Work order. Filter the listing and keep only the lines with the word "runs".

Working data.

# # # # #

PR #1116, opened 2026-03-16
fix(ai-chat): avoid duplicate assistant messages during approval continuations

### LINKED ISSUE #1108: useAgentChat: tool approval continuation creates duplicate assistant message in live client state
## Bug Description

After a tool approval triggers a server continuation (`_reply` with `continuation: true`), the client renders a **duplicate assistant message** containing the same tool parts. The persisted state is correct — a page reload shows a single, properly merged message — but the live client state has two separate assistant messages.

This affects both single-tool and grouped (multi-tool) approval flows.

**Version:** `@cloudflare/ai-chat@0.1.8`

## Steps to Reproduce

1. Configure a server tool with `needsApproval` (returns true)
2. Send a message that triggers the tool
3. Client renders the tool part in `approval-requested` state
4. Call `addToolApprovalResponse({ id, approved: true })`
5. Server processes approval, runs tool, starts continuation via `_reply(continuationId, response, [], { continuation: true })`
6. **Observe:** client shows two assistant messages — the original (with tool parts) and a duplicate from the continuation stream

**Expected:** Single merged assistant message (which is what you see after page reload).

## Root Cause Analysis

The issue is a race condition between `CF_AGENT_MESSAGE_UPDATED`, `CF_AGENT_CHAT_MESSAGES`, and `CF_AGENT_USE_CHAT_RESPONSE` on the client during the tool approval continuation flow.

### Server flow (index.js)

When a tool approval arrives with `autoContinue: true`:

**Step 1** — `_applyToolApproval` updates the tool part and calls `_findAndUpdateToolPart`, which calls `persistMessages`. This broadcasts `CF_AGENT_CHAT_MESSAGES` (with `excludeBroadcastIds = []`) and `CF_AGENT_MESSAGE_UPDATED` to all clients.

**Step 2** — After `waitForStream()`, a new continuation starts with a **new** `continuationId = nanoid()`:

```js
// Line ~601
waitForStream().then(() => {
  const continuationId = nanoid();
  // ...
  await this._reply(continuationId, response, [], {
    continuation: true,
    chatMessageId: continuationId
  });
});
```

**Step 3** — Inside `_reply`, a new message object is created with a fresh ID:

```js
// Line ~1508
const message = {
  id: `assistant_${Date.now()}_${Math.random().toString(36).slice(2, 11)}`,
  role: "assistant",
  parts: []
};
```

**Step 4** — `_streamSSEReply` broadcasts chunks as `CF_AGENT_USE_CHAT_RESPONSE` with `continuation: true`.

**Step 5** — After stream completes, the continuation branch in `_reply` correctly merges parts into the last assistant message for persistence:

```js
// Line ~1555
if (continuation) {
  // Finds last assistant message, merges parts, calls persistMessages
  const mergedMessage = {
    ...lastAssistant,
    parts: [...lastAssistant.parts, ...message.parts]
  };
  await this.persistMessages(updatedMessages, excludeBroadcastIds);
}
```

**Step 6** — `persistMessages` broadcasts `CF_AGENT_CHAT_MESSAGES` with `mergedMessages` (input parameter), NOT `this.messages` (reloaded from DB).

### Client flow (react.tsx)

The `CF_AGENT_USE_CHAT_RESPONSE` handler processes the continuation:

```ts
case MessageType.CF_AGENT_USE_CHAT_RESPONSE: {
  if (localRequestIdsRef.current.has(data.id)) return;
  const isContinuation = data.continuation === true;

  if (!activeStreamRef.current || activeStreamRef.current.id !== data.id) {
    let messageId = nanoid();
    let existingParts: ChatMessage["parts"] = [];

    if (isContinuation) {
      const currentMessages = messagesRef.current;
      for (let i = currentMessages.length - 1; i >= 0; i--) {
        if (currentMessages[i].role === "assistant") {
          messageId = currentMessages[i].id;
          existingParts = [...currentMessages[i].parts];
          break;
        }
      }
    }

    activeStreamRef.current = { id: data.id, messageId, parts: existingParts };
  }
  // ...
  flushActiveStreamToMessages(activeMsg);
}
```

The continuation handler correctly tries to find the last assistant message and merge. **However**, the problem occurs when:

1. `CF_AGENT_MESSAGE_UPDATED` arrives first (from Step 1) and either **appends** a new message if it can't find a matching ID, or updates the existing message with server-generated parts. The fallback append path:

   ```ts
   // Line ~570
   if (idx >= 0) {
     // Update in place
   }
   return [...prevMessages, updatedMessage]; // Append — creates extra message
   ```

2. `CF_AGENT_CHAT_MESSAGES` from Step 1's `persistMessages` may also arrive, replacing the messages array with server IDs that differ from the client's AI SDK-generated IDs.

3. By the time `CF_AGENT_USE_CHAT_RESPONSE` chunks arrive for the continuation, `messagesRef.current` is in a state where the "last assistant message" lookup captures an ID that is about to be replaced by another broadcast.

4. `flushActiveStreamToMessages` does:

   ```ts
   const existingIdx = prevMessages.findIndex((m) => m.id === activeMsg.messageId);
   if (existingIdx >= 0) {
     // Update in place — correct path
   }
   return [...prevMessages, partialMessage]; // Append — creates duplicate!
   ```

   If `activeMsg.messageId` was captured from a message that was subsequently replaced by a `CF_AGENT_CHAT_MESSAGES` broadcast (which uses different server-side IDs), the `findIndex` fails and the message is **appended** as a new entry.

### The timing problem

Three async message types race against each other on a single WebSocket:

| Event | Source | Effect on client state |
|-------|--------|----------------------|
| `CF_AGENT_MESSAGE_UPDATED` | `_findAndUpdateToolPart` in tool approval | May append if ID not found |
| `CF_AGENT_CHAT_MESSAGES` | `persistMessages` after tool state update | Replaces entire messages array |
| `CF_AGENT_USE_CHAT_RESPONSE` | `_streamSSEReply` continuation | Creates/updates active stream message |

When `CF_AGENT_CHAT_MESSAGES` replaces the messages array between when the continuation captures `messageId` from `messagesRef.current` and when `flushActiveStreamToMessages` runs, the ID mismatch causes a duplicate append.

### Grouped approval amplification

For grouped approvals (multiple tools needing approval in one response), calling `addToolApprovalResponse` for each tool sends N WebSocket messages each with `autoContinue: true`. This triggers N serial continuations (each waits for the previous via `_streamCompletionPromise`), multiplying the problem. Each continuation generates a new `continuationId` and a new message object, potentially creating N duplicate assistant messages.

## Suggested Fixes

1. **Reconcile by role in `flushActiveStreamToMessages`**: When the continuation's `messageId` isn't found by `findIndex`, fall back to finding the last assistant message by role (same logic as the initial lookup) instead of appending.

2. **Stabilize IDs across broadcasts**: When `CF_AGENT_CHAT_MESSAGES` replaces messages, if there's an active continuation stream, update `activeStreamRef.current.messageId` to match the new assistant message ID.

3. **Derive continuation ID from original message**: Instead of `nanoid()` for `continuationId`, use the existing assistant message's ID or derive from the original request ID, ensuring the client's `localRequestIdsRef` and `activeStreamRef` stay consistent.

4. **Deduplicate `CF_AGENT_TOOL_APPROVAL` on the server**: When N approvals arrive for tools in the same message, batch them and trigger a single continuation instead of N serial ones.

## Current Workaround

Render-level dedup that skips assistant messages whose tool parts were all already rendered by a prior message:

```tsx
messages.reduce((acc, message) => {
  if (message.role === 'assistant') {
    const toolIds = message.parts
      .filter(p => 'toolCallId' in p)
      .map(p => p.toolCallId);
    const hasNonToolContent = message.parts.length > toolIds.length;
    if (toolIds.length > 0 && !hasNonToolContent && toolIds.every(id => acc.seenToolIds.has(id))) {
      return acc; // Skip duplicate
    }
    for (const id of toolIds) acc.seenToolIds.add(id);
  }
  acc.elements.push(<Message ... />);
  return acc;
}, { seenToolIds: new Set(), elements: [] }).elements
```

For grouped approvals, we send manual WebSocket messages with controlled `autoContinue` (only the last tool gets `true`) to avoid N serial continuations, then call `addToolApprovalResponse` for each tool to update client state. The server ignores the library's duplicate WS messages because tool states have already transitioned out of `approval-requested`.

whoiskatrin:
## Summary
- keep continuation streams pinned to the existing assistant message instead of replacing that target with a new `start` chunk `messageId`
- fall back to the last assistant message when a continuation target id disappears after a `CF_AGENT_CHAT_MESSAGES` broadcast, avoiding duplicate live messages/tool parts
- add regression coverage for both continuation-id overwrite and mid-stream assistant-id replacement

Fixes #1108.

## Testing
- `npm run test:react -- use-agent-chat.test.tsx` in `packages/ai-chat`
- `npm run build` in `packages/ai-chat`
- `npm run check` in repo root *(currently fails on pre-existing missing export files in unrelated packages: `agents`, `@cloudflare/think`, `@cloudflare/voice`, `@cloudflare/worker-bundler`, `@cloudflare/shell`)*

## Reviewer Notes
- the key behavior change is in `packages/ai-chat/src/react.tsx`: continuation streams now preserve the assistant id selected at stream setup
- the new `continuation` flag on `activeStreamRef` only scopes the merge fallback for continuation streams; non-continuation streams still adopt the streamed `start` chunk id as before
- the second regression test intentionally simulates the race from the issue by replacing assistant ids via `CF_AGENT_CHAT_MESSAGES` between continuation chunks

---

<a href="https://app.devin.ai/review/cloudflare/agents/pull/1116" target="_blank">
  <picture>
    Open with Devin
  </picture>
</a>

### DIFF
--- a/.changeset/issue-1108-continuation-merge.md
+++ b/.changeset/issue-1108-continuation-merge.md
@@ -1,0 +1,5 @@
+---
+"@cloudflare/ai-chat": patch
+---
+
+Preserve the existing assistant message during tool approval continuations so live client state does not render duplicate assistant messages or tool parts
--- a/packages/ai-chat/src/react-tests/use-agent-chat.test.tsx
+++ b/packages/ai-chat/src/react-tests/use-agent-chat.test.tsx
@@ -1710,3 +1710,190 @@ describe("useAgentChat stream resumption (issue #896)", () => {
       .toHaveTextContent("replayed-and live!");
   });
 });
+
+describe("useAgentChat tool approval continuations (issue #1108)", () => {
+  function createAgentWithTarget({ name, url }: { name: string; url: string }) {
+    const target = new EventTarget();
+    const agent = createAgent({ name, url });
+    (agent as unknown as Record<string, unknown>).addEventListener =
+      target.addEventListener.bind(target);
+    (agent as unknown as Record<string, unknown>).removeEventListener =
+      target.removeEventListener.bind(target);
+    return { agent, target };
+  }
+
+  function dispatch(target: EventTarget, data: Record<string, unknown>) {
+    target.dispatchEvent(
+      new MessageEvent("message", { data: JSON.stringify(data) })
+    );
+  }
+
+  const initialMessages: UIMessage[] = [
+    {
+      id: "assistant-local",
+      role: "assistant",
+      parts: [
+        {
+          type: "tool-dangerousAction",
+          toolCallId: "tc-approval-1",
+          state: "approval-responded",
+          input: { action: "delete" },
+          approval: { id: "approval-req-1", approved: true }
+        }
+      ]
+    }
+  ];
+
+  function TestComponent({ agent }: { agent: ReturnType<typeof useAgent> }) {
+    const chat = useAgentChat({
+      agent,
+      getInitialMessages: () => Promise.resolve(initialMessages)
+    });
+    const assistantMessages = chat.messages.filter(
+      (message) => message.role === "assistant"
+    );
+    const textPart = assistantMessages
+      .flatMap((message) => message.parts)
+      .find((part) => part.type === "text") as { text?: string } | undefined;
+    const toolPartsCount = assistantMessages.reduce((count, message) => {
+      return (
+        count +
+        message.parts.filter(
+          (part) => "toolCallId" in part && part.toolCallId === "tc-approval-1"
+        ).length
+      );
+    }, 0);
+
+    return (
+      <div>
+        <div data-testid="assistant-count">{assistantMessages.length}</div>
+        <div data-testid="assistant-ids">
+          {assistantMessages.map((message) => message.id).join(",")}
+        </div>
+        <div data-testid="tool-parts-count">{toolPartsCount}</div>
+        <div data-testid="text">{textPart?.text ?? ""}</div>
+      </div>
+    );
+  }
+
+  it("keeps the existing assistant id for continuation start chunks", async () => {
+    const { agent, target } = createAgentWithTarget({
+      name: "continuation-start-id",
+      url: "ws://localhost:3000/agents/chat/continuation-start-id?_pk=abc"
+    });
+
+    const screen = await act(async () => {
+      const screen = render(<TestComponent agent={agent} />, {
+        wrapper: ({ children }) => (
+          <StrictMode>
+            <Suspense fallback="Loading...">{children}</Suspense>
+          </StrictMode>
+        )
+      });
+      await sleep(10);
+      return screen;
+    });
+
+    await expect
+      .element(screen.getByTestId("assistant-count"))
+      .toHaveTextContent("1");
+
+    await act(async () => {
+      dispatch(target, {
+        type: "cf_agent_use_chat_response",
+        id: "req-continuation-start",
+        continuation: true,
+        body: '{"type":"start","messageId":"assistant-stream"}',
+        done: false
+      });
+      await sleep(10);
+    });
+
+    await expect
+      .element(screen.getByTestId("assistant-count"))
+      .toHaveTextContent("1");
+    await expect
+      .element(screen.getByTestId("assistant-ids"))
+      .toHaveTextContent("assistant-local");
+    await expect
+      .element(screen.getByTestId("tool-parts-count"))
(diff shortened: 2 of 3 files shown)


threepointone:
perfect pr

# # # # #

Finished task.
5. Server processes approval, runs tool, starts continuation via `_reply(continuationId, response, [], { continuation: true })`
When `CF_AGENT_CHAT_MESSAGES` replaces the messages array between when the continuation captures `messageId` from `messagesRef.current` and when `flushActiveStreamToMessages` runs, the ID mismatch causes a duplicate append.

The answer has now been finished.